• _TO DO_
Copy every line of the data exactly, leaving nothing out.

• _DATA PROVIDED_
PR #2823, opened 2020-05-12
nitcc-nfa-string

DuarteVi:


DuarteVi:
Write examples of syntax in the LR(0) graph

DuarteVi:
I remove a "print" in grammar.nit

DuarteVi:
Find an example of path in the automaton LR0 from the start and to the end

DuarteVi:
add option "if grammar.knowledge.knowledges.not_empty then ... end" in grammar.nit for the compilation during the "make"

PR #2837, opened 2024-06-26
New test CI attempting to use Github Actions

privat:
The script we used and that linked github repo and gitlab CI is broken, thanks to changes in both web api.
As maintaining this script is cumbersome, another option is to use Gitub Action that might be now more mature and usable in production.

This PR thus introduces a complete CI workflow with basic tests and a full matrix check.
All tests should run and be green, including weird ones that require neo4j, mongodb or various third parties libraries.

The main changes are:
* disabling `pug` used in a few popcorn tests (2, the lowest value of few) 
* disabling android as the graddlew script need to be updated (and maybe more work is required)
* disabling some actor examples (to investigate)


privat:
All green after 5h of CPU time :tada:

.github/workflows/makefile.yml
```diff
@@ -0,0 +1,280 @@
...
+        path: bin
+        name: bin
+
+  sanity-check:
+    runs-on: ubuntu-24.04
+    steps:
+    - uses: actions/checkout@v4
+    - run: misc/jenkins/ensuregit.sh
+    - run: misc/jenkins/checkwhitespaces.sh
+      if: success() || failure()
```
dullin, line 34: The docs suggest to use `!cancelled()` to run a job or step regardless of its success or failure

https://docs.github.com/en/actions/learn-github-actions/expressions#always

.github/workflows/makefile.yml
```diff
@@ -0,0 +1,280 @@
...
+    container: "ubuntu:24.04"
+    services:
+      postgres:
+        image: postgres
+        env:
+          POSTGRES_HOST_AUTH_METHOD: trust
+      mongo:
+        image: mongo
+      neo4j:
+        image: 'neo4j:2.3'
```
dullin, line 52: Do we want to open an issue if higher version of neo4j causes a regression?

.github/workflows/makefile.yml
```diff
@@ -0,0 +1,280 @@
...
+      if: success() || failure()
+      with:
+        path: 'tests/*.xml'
+        name: tests-some-${{ matrix.engine }}
+    - uses: actions/upload-artifact@v4
+      if: success() || failure()
+      with:
+        path: 'tests/out'
+        name: tests-some-${{ matrix.engine }}-res
+    - uses: EnricoMi/publish-unit-test-result-action@v2
```
dullin, line 79: There was a weird message in the logs, since this is not a fork. Investigate?

```
2024-06-26 15:53:42 +0000 - publish -  INFO - This action is running on a pull_request event for a fork repository. Pull request comments and check runs cannot be created, so disabling these features. To fully run the action on fork repository pull requests, see https://github.com/EnricoMi/publish-unit-test-result-action/blob/v2.16.1/README.md#support-fork-repositories-and-dependabot-branches
```

.github/workflows/makefile.yml
```diff
@@ -0,0 +1,280 @@
...
+    - uses: actions/download-artifact@v4
+    - run: chmod +x bin/*
+    - run: make valgrind
+    - uses: actions/upload-artifact@v4
+      if: success() || failure()
+      with:
+        path: 'valgrind.out'
+        name: valgrind
+
+  info:
```
dullin, line 268: Was this only for debug? Still needed?

dullin (changes requested):

.github/workflows/makefile.yml
```diff
@@ -0,0 +1,280 @@
...
+    - uses: actions/upload-artifact@v4
+      with:
+        path: bin
+        name: bin
+
+  sanity-check:
+    runs-on: ubuntu-24.04
+    steps:
+    - uses: actions/checkout@v4
+    - run: misc/jenkins/ensuregit.sh
```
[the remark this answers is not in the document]
privat: jenkins is historic. Also, I do not want to break things that might have the directory hard-coded :/

.github/workflows/makefile.yml
privat: This is a good point. We might, but this is not the responsibility of an unrelated PR that run some CI to deal with such breakage.
Maybe having another workflow on master that run periodically in order to detect regression with external components.

.github/workflows/makefile.yml
privat: Is is more a health check of github action, for whatever they change in their infrastructure and setup. It will be easier to inspect what happened in case of breakage.

.github/workflows/makefile.yml
privat: It is a fork, as the PR is from privat/mynit to nitlang/nit, nevertheless previous experiments with the EnricoMi/publish-unit-test-result-action was done without a PR/fork, and now I see thant to you that the results of our numerous tests are not publlished.

The complete setup in the README is complex and maybe github action is not yet production ready :(
So I will inverstigate more.

privat:
Ok, I played more with the CI to solve the forked repo issue.
Basically, it needs two components : 

* the workflow on the pr with read-only privilege, that produce artifacts
* the workflow on the master branch with write privilege that read the produced artifacts of produce reports and update the status of the PR

This also have the advantage of having a single big report instead of a small one per job.

The main drawback (for now) is that while the PR provide both workflow, only the PR one is run as the master one is not installed (yet). It will be once (if) the PR is merged.
However, I did install it in my fork, so we can see some results here: https://github.com/privat/mynit/pull/5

• _EXERCISE RESPONSE_
PR #2823, opened 2020-05-12
nitcc-nfa-string

DuarteVi:


DuarteVi:
Write examples of syntax in the LR(0) graph

DuarteVi:
I remove a "print" in grammar.nit

DuarteVi:
Find an example of path in the automaton LR0 from the start and to the end

DuarteVi:
add option "if grammar.knowledge.knowledges.not_empty then ... end" in grammar.nit for the compilation during the "make"

PR #2837, opened 2024-06-26
New test CI attempting to use Github Actions

privat:
The script we used and that linked github repo and gitlab CI is broken, thanks to changes in both web api.
As maintaining this script is cumbersome, another option is to use Gitub Action that might be now more mature and usable in production.

This PR thus introduces a complete CI workflow with basic tests and a full matrix check.
All tests should run and be green, including weird ones that require neo4j, mongodb or various third parties libraries.

The main changes are:
* disabling `pug` used in a few popcorn tests (2, the lowest value of few) 
* disabling android as the graddlew script need to be updated (and maybe more work is required)
* disabling some actor examples (to investigate)


privat:
All green after 5h of CPU time :tada:

.github/workflows/makefile.yml
```diff
@@ -0,0 +1,280 @@
...
+        path: bin
+        name: bin
+
+  sanity-check:
+    runs-on: ubuntu-24.04
+    steps:
+    - uses: actions/checkout@v4
+    - run: misc/jenkins/ensuregit.sh
+    - run: misc/jenkins/checkwhitespaces.sh
+      if: success() || failure()
```
dullin, line 34: The docs suggest to use `!cancelled()` to run a job or step regardless of its success or failure

https://docs.github.com/en/actions/learn-github-actions/expressions#always

.github/workflows/makefile.yml
```diff
@@ -0,0 +1,280 @@
...
+    container: "ubuntu:24.04"
+    services:
+      postgres:
+        image: postgres
+        env:
+          POSTGRES_HOST_AUTH_METHOD: trust
+      mongo:
+        image: mongo
+      neo4j:
+        image: 'neo4j:2.3'
```
dullin, line 52: Do we want to open an issue if higher version of neo4j causes a regression?

.github/workflows/makefile.yml
```diff
@@ -0,0 +1,280 @@
...
+      if: success() || failure()
+      with:
+        path: 'tests/*.xml'
+        name: tests-some-${{ matrix.engine }}
+    - uses: actions/upload-artifact@v4
+      if: success() || failure()
+      with:
+        path: 'tests/out'
+        name: tests-some-${{ matrix.engine }}-res
+    - uses: EnricoMi/publish-unit-test-result-action@v2
```
dullin, line 79: There was a weird message in the logs, since this is not a fork. Investigate?

```
2024-06-26 15:53:42 +0000 - publish -  INFO - This action is running on a pull_request event for a fork repository. Pull request comments and check runs cannot be created, so disabling these features. To fully run the action on fork repository pull requests, see https://github.com/EnricoMi/publish-unit-test-result-action/blob/v2.16.1/README.md#support-fork-repositories-and-dependabot-branches
```

.github/workflows/makefile.yml
```diff
@@ -0,0 +1,280 @@
...
+    - uses: actions/download-artifact@v4
+    - run: chmod +x bin/*
+    - run: make valgrind
+    - uses: actions/upload-artifact@v4
+      if: success() || failure()
+      with:
+        path: 'valgrind.out'
+        name: valgrind
+
+  info:
```
dullin, line 268: Was this only for debug? Still needed?

dullin (changes requested):

.github/workflows/makefile.yml
```diff
@@ -0,0 +1,280 @@
...
+    - uses: actions/upload-artifact@v4
+      with:
+        path: bin
+        name: bin
+
+  sanity-check:
+    runs-on: ubuntu-24.04
+    steps:
+    - uses: actions/checkout@v4
+    - run: misc/jenkins/ensuregit.sh
```
[the remark this answers is not in the document]
privat: jenkins is historic. Also, I do not want to break things that might have the directory hard-coded :/

.github/workflows/makefile.yml
privat: This is a good point. We might, but this is not the responsibility of an unrelated PR that run some CI to deal with such breakage.
Maybe having another workflow on master that run periodically in order to detect regression with external components.

.github/workflows/makefile.yml
privat: Is is more a health check of github action, for whatever they change in their infrastructure and setup. It will be easier to inspect what happened in case of breakage.

.github/workflows/makefile.yml
privat: It is a fork, as the PR is from privat/mynit to nitlang/nit, nevertheless previous experiments with the EnricoMi/publish-unit-test-result-action was done without a PR/fork, and now I see thant to you that the results of our numerous tests are not publlished.

The complete setup in the README is complex and maybe github action is not yet production ready :(
So I will inverstigate more.

privat:
Ok, I played more with the CI to solve the forked repo issue.
Basically, it needs two components : 

* the workflow on the pr with read-only privilege, that produce artifacts
* the workflow on the master branch with write privilege that read the produced artifacts of produce reports and update the status of the PR

This also have the advantage of having a single big report instead of a small one per job.

The main drawback (for now) is that while the PR provide both workflow, only the PR one is run as the master one is not installed (yet). It will be once (if) the PR is merged.
However, I did install it in my fork, so we can see some results here: https://github.com/privat/mynit/pull/5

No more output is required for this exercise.